While I may not have enjoyed high school socially, I had a quality education, which is what really matters. Part of all of this, of course, is a function of being privileged enough to attend a private school in the first place. I know there are a lot of people out there who aren’t able to do so, even with work study. But I don’t think I would have had the same experience had it been a mixed-gender school. We had fully outfitted science labs and computer labs and everything else you can think of, but what was more important was the access. I distinctly remember the difference between frog dissection in the seventh grade, where my male lab partner took the reins and nobody paid much attention to my participation, and high school biology, where I was the one in control of the cutting and poking about.

Studies about single-gender education are mixed. It used to be well-regarded that women are more successful, but googling to be able to link you to it, I discovered that it’s not the case anymore. Part of it, I think, is that Catholic and other private schools are the ones that tend to be gender-segregated, and students whose families can afford to send them there already have loads of other advantages. But at least for me and probably Kay, I think I can safely say that we probably wouldn’t have done what we do in life without having the pressure of boys taken off, and without the guidance of some great female role models who nurtured our interests in social science (me) and math (Kay), and told us we could do anything.

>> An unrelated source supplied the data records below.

PR #2889, opened 2024-09-04
Ensure cluster state is up to date with index deletions after integ test

### LINKED ISSUE #2888: [BUG] Race Condition when running multiple integ tests invoking EncryptorImpl.encrypt early
**What is the bug?**

> What we have is a race condition:
> 1. When the first test starts it creates a (local) ML Config index (which isn't needed)
> 2. When the first test finishes it issues a rest call in the `@After` of the superclass to delete the (local) index. This is answered by the primary shard (giving a successful request) but the cluster state isn't instantly updated.
> 3. The second test starts and checks the cluster state and thinks the index is there, but then it has to check the index mapping and by that time it has been deleted and results in the error.
> 
> The error probably exists in all the other ML Commons integ tests, but the unique part about our tests is that several start out immediately creating a connector and calling `encrypt()`.  Let me try throwing a refresh call at the start of every test method to ensure cluster state is caught up and see if it fixes....
> 

_Originally posted by @dbwiddis in https://github.com/opensearch-project/ml-commons/pull/2818#discussion_r1744345431_

1. Write integration tests which extend `MLCommonsRestTestCase`
2. Have multiple tests, as their first step, create a connector (or anything else that invokes `EncryptorImpl.encrypt()`.)
3. Execute the tests filtered to ensure that tests creating the `.plugins-ml-config` index execute sequentially.  Ideally, have the cluster under high CPU load so cluster updates are slower.
4. Observe a `ResourceNotFound` exception similar to this:

> [2024-09-03 12](tel:2024090312):57:47 [2024-09-03T19:57:47,678][ERROR][o.o.m.a.c.TransportCreateConnectorAction] [790661ea3297] Failed to create connector Cohere Chat Model
> [2024-09-03 12](tel:2024090312):57:47 org.opensearch.ResourceNotFoundException: The ML encryption master key has not been initialized yet. Please retry after waiting for 10 seconds.
> [2024-09-03 12](tel:2024090312):57:47 at org.opensearch.ml.engine.encryptor.EncryptorImpl.checkMasterKeyInitialization(EncryptorImpl.java:387) ~[opensearch-ml-algorithms-multi-tenancy-2.16.0-SNAPSHOT.jar:?]
> [2024-09-03 12](tel:2024090312):57:47 at org.opensearch.ml.engine.encryptor.EncryptorImpl.initMasterKey(EncryptorImpl.java:134) ~[opensearch-ml-algorithms-multi-tenancy-2.16.0-SNAPSHOT.jar:?]

Tests start with no existing indices (except for security).

 - OS: Reproduced locally on macOS but also occurs on CI tests

The root of the problem is this method:
```java
@SuppressWarnings("unchecked")
@After
protected void wipeAllODFEIndices() throws IOException {
    Response response = adminClient().performRequest(new Request("GET", "/_cat/indices?format=json&expand_wildcards=all"));
// ... other code ...
        for (Map<String, Object> index : parserList) {
            String indexName = (String) index.get("index");
            if (indexName != null && !".opendistro_security".equals(indexName)) {
                adminClient().performRequest(new Request("DELETE", "/" + indexName));
            }
        }
    }
}
```

The `performRequest()` call doesn't wait for the cluster state to be updated before returning, so the test case finishes and the next one is allowed to start while the cluster state is still processing the deletions.

Suggested fix:  add a `refreshAllIndices()` call at the end of this method.

dbwiddis:
### Description

Ensures the requested index deletions are updated in the cluster state prior to ending an integ test, to avoid impacting follow-on tests.

### Related Issues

One reply on “Reflections on My All-Girls’ Education”

If I could do it over again, I’d go to an all-girls’ school instead of the co-ed neighborhood catholic school I went to where boys routinely harassed girls without being reprimanded. I couldn’t afford to. The single-sex schools in my part of the city were noticeably more expensive, so unless I could have gotten a scholarship (and they did give a few out for high school students who couldn’t pay, but I wasn’t that great of a student), it wasn’t an option.